● **Exercise prompt**: Would you repeat all the lines below, exactly as they stand?

___

PR #77, opened 2025-07-03
debt: Refactor Property Handling

mkaufmann:
In preparation for cleaning up the various timeout handlings in the JDBC driver this change first cleans up the property handling.
All properties will now be interpreted when the connection is created instead of the previous approach where it was more distributed at the places where the respective properties are used.
For queryTimeout this for example had the benefit that it's much easier to understand how it is computed and the internal code doesn't need to check for invalid user inputs again and again.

___

● **Task solution**:
PR #77, opened 2025-07-03
debt: Refactor Property Handling

mkaufmann:
In preparation for cleaning up the various timeout handlings in the JDBC driver this change first cleans up the property handling.
All properties will now be interpreted when the connection is created instead of the previous approach where it was more distributed at the places where the respective properties are used.
For queryTimeout this for example had the benefit that it's much easier to understand how it is computed and the internal code doesn't need to check for invalid user inputs again and again.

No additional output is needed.